[TASK DESCRIPTION]:
Find every line containing the word "then" in the records below; report only how many there are.

───── TASK INPUT ─────

PR #1875, opened 2024-07-03
SNOW-1458132 Implement Index.unique and Index.nunique

sfc-gh-vbudati:

   

   Fixes SNOW-1458132

   Implemented `Index.unique` and `Index.nunique`. 

`unique` returns an Index object containing all the unique values in the order in which they were found. With Index, a level can be specified to see where to pull the unique values from; this applies only for MultiIndex objects, which are not yet supported in Snowpark pandas. The groupby aggregation functionality in the query compiler is reused for this.

```py
>>> idx = pd.Index(["a", "b", 1, 2, None, None, "a", 2, 2])
>>> idx.unique()
Index(['a', 'b', 1, 2, None], dtype='object')
```

`nunique` returns the number of unique elements in a given Index object. The result returned will always be a scalar value since Index objects are single dimensional, this also applied to MultiIndex objects.

```py
>>> idx = pd.Index(["a", "b", 1, 2, None, None, "a", 2, 2])
>>> idx.nunique()
4
```


src/snowflake/snowpark/modin/plugin/extensions/index.py
```diff
@@ -1392,8 +1414,24 @@ def nunique(self) -> None:
...
+        3    7
+        4    7
+        dtype: int64
+
+        >>> s.nunique()
+        4
+        """
+        return self._reduce_dimension(
+            self._query_compiler.nunique(axis=0, dropna=dropna, **{"is_index": True})
+        )
```
sfc-gh-mvashishtha, line 1434:
```suggestion
        return self._query_compiler.reset_index().nunique(axis=0, dropna=dropna).to_pandas().iloc[0,0]
```

I think you can implement this like so and revert some of the query compiler and Index changes:

src/snowflake/snowpark/modin/plugin/extensions/index.py
```diff
@@ -415,17 +418,21 @@ def unique(self, level: Hashable | None = None) -> Index:
...
-        # TODO: SNOW-1458132 implement unique
-        WarningMessage.index_to_pandas_warning("unique")
-        return Index(self.to_pandas().unique(level=level))
+        # TODO: SNOW-1514782 MultiIndex - support level for Index.unique.
+        if level is not None:
+            ErrorMessage.not_implemented(
+                "level is not yet supported for Index.unique. It is used with "
+                "MultiIndex objects, which will be supported in the future."
+            )
+        return Index(data=self._query_compiler.unique(is_index=True, level=0))
```
sfc-gh-mvashishtha, line 435:
```suggestion
        result = Index(data=self._query_compiler.reset_index(names=['index']).unique().set_index(['index']))
        result.name = self.name
        return result
```

I think you can implement `unique()` this way without changing the query compiler `unique()` method:

src/snowflake/snowpark/modin/plugin/extensions/index.py
```diff
@@ -415,17 +418,21 @@ def unique(self, level: Hashable | None = None) -> Index:
...
         >>> idx = pd.Index([1, 1, 2, 3, 3])
         >>> idx.unique()
         Index([1, 2, 3], dtype='int64')
         """
-        # TODO: SNOW-1458132 implement unique
-        WarningMessage.index_to_pandas_warning("unique")
-        return Index(self.to_pandas().unique(level=level))
+        # TODO: SNOW-1514782 MultiIndex - support level for Index.unique.
+        if level is not None:
+            ErrorMessage.not_implemented(
```
sfc-gh-mvashishtha, line 431: I think our coverage check will require you to add a test for `level`.

src/snowflake/snowpark/modin/plugin/compiler/snowflake_query_compiler.py
```diff
@@ -7408,29 +7424,55 @@ def nunique(
         # Result is basically a series with the column labels as index and the distinct count as values
         # for each data column
         # frame holds rows with nunique values, but result must be a series so transpose single row
-        return self._nunique_columns(dropna).transpose_single_row()
+        return self._nunique_columns(
```
sfc-gh-yzou, line 7427: since you have extended the other apis to include is_index parameter, why not stay consistent on all API extension on this?

src/snowflake/snowpark/modin/plugin/extensions/index.py
sfc-gh-vbudati: I got rid of the level check here since Yun mentioned that this logic is already taken care of [here](https://github.com/snowflakedb/snowpark-python/pull/1875/files/2f2f924670b5f9fbd446c1825c83a43619e19c8a#r1669002320).

src/snowflake/snowpark/modin/plugin/extensions/index.py
sfc-gh-vbudati: I'm keeping the original logic I have here

tests/integ/modin/index/test_unique.py
```diff
@@ -0,0 +1,39 @@
...
+@sql_count_checker(query_count=1)
+def test_index_unique(native_index):
+    snow_index = pd.Index(native_index)
+    assert_index_equal(snow_index.unique(), native_index.unique())
+
+
+@sql_count_checker(query_count=2)
+def test_index_unique_nan_vs_none_negative():
+    native_index = native_pd.Index(["a", "b", 1, 2, np.nan, None, "a", 2])
+    snow_index = pd.Index(native_index)
```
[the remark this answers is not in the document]
sfc-gh-vbudati: I tried adding a test like this, PTAL!

src/snowflake/snowpark/modin/plugin/compiler/snowflake_query_compiler.py
```diff
@@ -7408,29 +7424,55 @@ def nunique(
...
         Return query compiler with unique values.
         """
-
-        assert 1 == len(
-            self._modin_frame.data_column_snowflake_quoted_identifiers
-        ), "unique can be only applied to 1-D DataFrame (Series)"
+        # With groupby, specify either one of `level` or `by`, not both.
+        if is_index is True:
+            # TODO: SNOW-1514782 MultiIndex - support level for Index.unique.
+            assert level is not None
```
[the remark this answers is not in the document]
sfc-gh-vbudati: For regular index, it's always 0. For MultiIndex it can be >= 0 which is why I have it like this.

src/snowflake/snowpark/modin/plugin/compiler/snowflake_query_compiler.py
```diff
@@ -7408,29 +7424,55 @@ def nunique(
...
-        empty.
+        Parameters
+        ----------
+        is_index : bool, optional
+            Set `is_index` to True when an Index object's query compiler is invoking this method.
+            When True, use index columns to compute unique instead of data columns.
+        level : int, optional
+            When `is_index` is True, this specifies which level of the MultiIndex to use when
+            performing unique. For single-dimensional Index objects, `level` defaults to 0.
+            This functionality is not fully implemented and currently only works for `level=0`.
```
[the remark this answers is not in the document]
sfc-gh-vbudati: should I get rid of references to MultiIndex?

src/snowflake/snowpark/modin/plugin/compiler/snowflake_query_compiler.py
sfc-gh-vbudati: I'm no longer implementing nunique as a special case

src/snowflake/snowpark/modin/plugin/extensions/index.py
```diff
@@ -415,17 +415,20 @@ def unique(self, level: Hashable | None = None) -> Index:
...
         --------
         >>> idx = pd.Index([1, 1, 2, 3, 3])
         >>> idx.unique()
         Index([1, 2, 3], dtype='int64')
         """
-        # TODO: SNOW-1458132 implement unique
-        WarningMessage.index_to_pandas_warning("unique")
-        return Index(self.to_pandas().unique(level=level))
+        # TODO: SNOW-1514782 MultiIndex - support level for Index.unique.
+        return Index(
```
sfc-gh-mvashishtha, line 427: let's do this so we don't have to change the existing query compiler interface, and we're not using `reset_index()`:

```suggestion
        return Index(
            data=self._query_compiler.groupby_agg(
                by=self._query_compiler.get_index_names(axis=0), agg_func={}, axis=0, groupby_kwargs={"sort": False, "as_index": True, "dropna": False}, agg_args=[], agg_kwargs={}))
```

src/snowflake/snowpark/modin/plugin/extensions/index.py
```diff
@@ -1392,8 +1395,27 @@ def nunique(self) -> None:
...
+
+        >>> s.nunique()
+        4
+        """
+        return (
+            self._query_compiler.reset_index()
+            .nunique(axis=0, dropna=dropna)
+            .to_pandas()
+            .iloc[0, 0]
+        )
```
sfc-gh-mvashishtha, line 1418: @sfc-gh-yzou is correct that we should also avoid `reset_index()` here to reduce the number of `row_number` calls. We can do this, except we should probably abstract the `modin_frame` method calls into a separate method in the query compiler:


```suggestion
        from snowflake.snowpark.functions import col        
        return (
            SnowflakeQueryCompiler(self._query_compiler._modin_frame.append_column('index', col(self._query_compiler._modin_frame.index_column_snowflake_quoted_identifiers[0])))
            .nunique(axis=0, dropna=dropna)
            .to_pandas()
            .iloc[0, 0]
        )
```

tests/integ/modin/index/test_unique.py
```diff
@@ -33,7 +33,36 @@ def test_index_unique_nan_vs_none_negative():
...
+        {
+            "B": [10, 20, 30, 40, 50],
+            "A": [11, 22, 33, 44, 55],
+            "C": [60, 70, 80, 90, 100],
+        },
+        index=native_pd.Index([5, 4, 3, 2, 1], name="A"),
+    )
+    snow_df = pd.DataFrame(native_df)
+
+    with pytest.raises(AssertionError):
```
sfc-gh-mvashishtha, line 54: it's clearer to move this context manager around the `assert_index_equal` alone.

tests/integ/modin/index/test_unique.py
```diff
@@ -33,7 +33,36 @@ def test_index_unique_nan_vs_none_negative():
...
+        # Assert that even though the index column and a data column have
+        # the same name "A", the correct column is picked for both cases and
+        # different results are produced.
+        snow_index = snow_df.index
+        snow_df_a = snow_df.A
+        with SqlCounter(query_count=1):
```
sfc-gh-mvashishtha, line 60: For clarity, we should remove the `SqlCounter`.

tests/integ/modin/index/test_unique.py
```diff
@@ -33,7 +33,36 @@ def test_index_unique_nan_vs_none_negative():
...
+            assert_index_equal(snow_index.unique(), snow_df_a.unique())
+
+    with SqlCounter(query_count=1):
+        assert_index_equal(snow_df.index.unique(), native_df.index.unique())
+    # TODO: SNOW-1524901: snow_df.A.unique() does not produce the correct result here.
```
sfc-gh-mvashishtha, line 65: this should be a separate test case in `series/test_unique.py` marked as `pytest.mark.xfail(strict=True)`

tests/integ/modin/index/test_unique.py
```diff
@@ -33,7 +33,36 @@ def test_index_unique_nan_vs_none_negative():
...
+            "C": [60, 70, 80, 90, 100],
+        },
+        index=native_pd.Index([5, 4, 3, 2, 1], name="A"),
+    )
+    snow_df = pd.DataFrame(native_df)
+
+    with pytest.raises(AssertionError):
+        # Assert that even though the index column and a data column have
+        # the same name "A", the correct column is picked for both cases and
+        # different results are produced.
```
sfc-gh-mvashishtha, line 57: I don't understand the phrase "the correct column is picked for both cases and different results are produced." Which column? Picked for what? Which results? Why are they different? Is there a clearer way to describe what you're testing for here?

sfc-gh-vbudati: I tried to make it clearer. Lmk if this is still confusing

src/snowflake/snowpark/modin/plugin/compiler/snowflake_query_compiler.py
sfc-gh-mvashishtha, line 1: Can we revert the changes to this file now?

tests/integ/modin/index/test_unique.py
sfc-gh-mvashishtha: Thank you!

src/snowflake/snowpark/modin/plugin/compiler/snowflake_query_compiler.py
sfc-gh-vbudati: good catch, done! Thanks for all the reviews Mahesh!

src/snowflake/snowpark/modin/plugin/extensions/index.py
```diff
@@ -1392,8 +1400,38 @@ def nunique(self) -> None:
...
+        1    3
+        2    5
+        3    7
+        4    7
+        dtype: int64
+
+        >>> s.nunique()
+        4
+        """
+        from snowflake.snowpark.functions import col
```
sfc-gh-mvashishtha, line 1418: nit: Can we move this import to the top of the file?

sfc-gh-mvashishtha (approved):

src/snowflake/snowpark/modin/plugin/extensions/index.py
```diff
@@ -1392,8 +1401,36 @@ def nunique(self) -> None:
...
+        3    7
+        4    7
+        dtype: int64
+
+        >>> s.nunique()
+        4
+        """
+        return (
+            SnowflakeQueryCompiler(
+                self._query_compiler._modin_frame.append_column(
```
sfc-gh-yzou, line 1421: at frontend layer, we are only suppose to access the query_compiler layer not the  _modin_frame layer. it seems we are just trying to get a data column that is the same as index column, then reuse the nunique, it is almost similar as doing reset_index, or insert a column to the index dataframe.

However, is the purpose to try avoid extend the nunique interface at query compiler, i don't think it worth it, nobody says the nuique implementaiton at query backend can only be applied on data columns. Or you can just add another  index_nunique function at query compiler, that reuses some funcitonality of the query compiler

sfc-gh-vbudati: I think the reason it's done here is to try to have as few changes as possible between upstream modin and this code base. I'll make this a new query compiler function.

sfc-gh-vbudati: Is this better?

sfc-gh-evandenberg (approved):
LGTM

src/snowflake/snowpark/modin/plugin/extensions/index.py
```diff
@@ -415,17 +415,25 @@ def unique(self, level: Hashable | None = None) -> Index:
...
         Examples
         --------
         >>> idx = pd.Index([1, 1, 2, 3, 3])
         >>> idx.unique()
         Index([1, 2, 3], dtype='int64')
         """
-        # TODO: SNOW-1458132 implement unique
-        WarningMessage.index_to_pandas_warning("unique")
-        return Index(self.to_pandas().unique(level=level))
+        # TODO: SNOW-1514782 MultiIndex - support level for Index.unique.
```
sfc-gh-yzou, line 426: don't you need to do a check here that if (level is not None) and (level != 0 or level != -1), and raise the following Error, 
IndexError: Too many levels: Index has only 1 level, -2 is not a valid level number

The ticket doesn't seem at the right place.

sfc-gh-yzou: also add a test for this error case

src/snowflake/snowpark/modin/plugin/compiler/snowflake_query_compiler.py
```diff
@@ -7460,6 +7460,22 @@ def make_nunique(identifier: str, dropna: bool) -> SnowparkColumn:
...
+    def nunique_index(self, dropna: bool) -> "SnowflakeQueryCompiler":
+        """
+        Return number of unique elements in an Index object.
+
+        Returns
+        -------
+        SnowflakeQueryCompiler where the first row in the first column contains the number
+        of unique elements.
+        """
+        return SnowflakeQueryCompiler(
```
sfc-gh-yzou, line 7472: that is better, but if you are already at the query compiler layer, why not extend the _nunique_columns(dropna) function to handle the index columns, and i don't think you need any transpose here also, there seems no need to append any new columns there

src/snowflake/snowpark/modin/plugin/extensions/index.py
sfc-gh-yzou: I am not i don't think that change is related to upstream modin, since this is completely new to modin. if you are talking about compiler interface, i can accept this argument, but then the way to resolve this is to have two different compiler interface there

src/snowflake/snowpark/modin/plugin/compiler/snowflake_query_compiler.py
```diff
@@ -7460,6 +7460,22 @@ def make_nunique(identifier: str, dropna: bool) -> SnowparkColumn:
         )
         return SnowflakeQueryCompiler(frame)
 
+    def nunique_index(self, dropna: bool) -> "SnowflakeQueryCompiler":
```
sfc-gh-yzou, line 7463: also, if you have a function nunique_index here, you don't need to return a SnowflakeQueryCompiler anymore, you can just return a scaler, and move the evaluation to this function.

sfc-gh-yzou (approved):

src/snowflake/snowpark/modin/plugin/extensions/index.py
sfc-gh-mvashishtha: When we upstream this change to Modin, I recommend adding a method to add the index column as a data column, and not extending the interface of `unique`. That way, we can minimize the query compiler changes while also not accessing the private `_modin_frame`.

Generally we would like to avoid extending the query compiler interface with features that are only useful for indexes.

─────

[SOLUTION]:
2